By Bruno Kelly
MANAUS, Brazil (Reuters) – Deaths from the coronavirus outbreak have piled up so fast in the Amazon rainforest’s biggest city that the main cemetery is burying five coffins at a time in collective graves.
Soon, the city may run out of coffins.
“It’s chaos here,” said Maria Garcia, who waited for three hours in a line of hearses to obtain a death certificate to be able to bury her 80-year-old grandfather, who died at dawn in his home of respiratory collapse.
Manaus, the capital of Amazonas state, was the first in Brazil to run out of intensive care units, but officials warned that several other cities are close behind as the country registered a record 6,276 new coronavirus cases on Wednesday.

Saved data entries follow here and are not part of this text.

Issue #1111, opened 2018-02-07
Adaptive Card Perf Issue


nesalang:
iOS Adaptive Cards have following performance issues:

- NSAttributedText initialization is very slow when it is initialized with HTML rendering enabled taking about 300 ms. It appears to be one time cost.

- Image loading and scaling performance can be improved. It is not as bad as NSAttributedText, but images load and subsequent processing are serialized.

PR #1124, opened 2018-02-13
Jwoo/ios perf experimental

nesalang:
fixes perf issues #1111

### DIFF
--- a/source/ios/AdaptiveCards/AdaptiveCards/AdaptiveCards/ACRViewController.mm
+++ b/source/ios/AdaptiveCards/AdaptiveCards/AdaptiveCards/ACRViewController.mm
@@ -251,17 +251,18 @@ using namespace AdaptiveCards;
                 std::shared_ptr<ImageSet>imgSetElem = std::static_pointer_cast<ImageSet>(elem);
                 for(auto img :imgSetElem->GetImages()) { // loops through images in image set
                     std::shared_ptr<BaseCardElement> baseImgElem = std::static_pointer_cast<BaseCardElement>(img);
+                    /// tag a base card element with unique key
                     [self tagBaseCardElement:baseImgElem];
                     img->SetImageSize(imgSetElem->GetImageSize());
                     [self processImageConcurrently:img];
                 }
                 break;
             }
+            // continue on search
             case CardElementType::Container:
             {
                 std::shared_ptr<Container> container = std::static_pointer_cast<Container>(elem);
                 std::vector<std::shared_ptr<BaseCardElement>> &new_body = container->GetItems();
-                // update serial number that is used for generating unique key for image_map
                 [self addTasksToConcurrentQueue: new_body];
                 break;
             }
@@ -270,7 +271,6 @@ using namespace AdaptiveCards;
             {
                 std::shared_ptr<Column> colum = std::static_pointer_cast<Column>(elem);
                 std::vector<std::shared_ptr<BaseCardElement>> &new_body = colum->GetItems();
-                // update serial number that is used for generating unique key for image_map
                 [self addTasksToConcurrentQueue: new_body];
                 break;
             }
--- a/source/ios/AdaptiveCards/AdaptiveCards/AdaptiveCards/ACRViewController.mm
+++ b/source/ios/AdaptiveCards/AdaptiveCards/AdaptiveCards/ACRViewController.mm
@@ -350,12 +350,8 @@ using namespace AdaptiveCards;
 -(void) tagBaseCardElement:(std::shared_ptr<BaseCardElement> const &) elem
 {
     std::string serial_number_as_string = std::to_string(_serialNumber);
-    // ID field is optional, if empty, add new one
-    if("" == elem->GetId()) {
-        elem->SetId("_" + serial_number_as_string);
-    } else { // concat a newly generated key to a existing id, the key will be removed after use
-        elem->SetId(elem->GetId() + "_" + serial_number_as_string);
-    }
+    // concat a newly generated key to a existing id, the key will be removed after use
+    elem->SetId(elem->GetId() + "_" + serial_number_as_string);
     ++_serialNumber;
 }
 
--- a/source/ios/AdaptiveCards/AdaptiveCards/AdaptiveCards/ACRViewController.mm
+++ b/source/ios/AdaptiveCards/AdaptiveCards/AdaptiveCards/ACRViewController.mm
@@ -64,11 +64,6 @@ using namespace AdaptiveCards;
             _hostConfig = [config getHostConfig];
         }
         _guideFrame = frame;
-        _imageViewMap = [[NSMutableDictionary alloc] init];
-        _textMap = [[NSMutableDictionary alloc] init];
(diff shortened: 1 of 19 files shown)


source/ios/AdaptiveCards/AdaptiveCards/AdaptiveCards/ACRViewController.mm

Brazil’s Health Ministry reported 449 related deaths in the prior 24 hours, bringing the death toll to 5,466 out of 78,162 confirmed cases.
In Rio de Janeiro, cemeteries have accelerated construction of above-ground vaults to entomb a wave of deceased patients. Undertakers in Manaus even resorted to burying coffins one on top of the other this week, but the city stopped the practice after grieving relatives protested.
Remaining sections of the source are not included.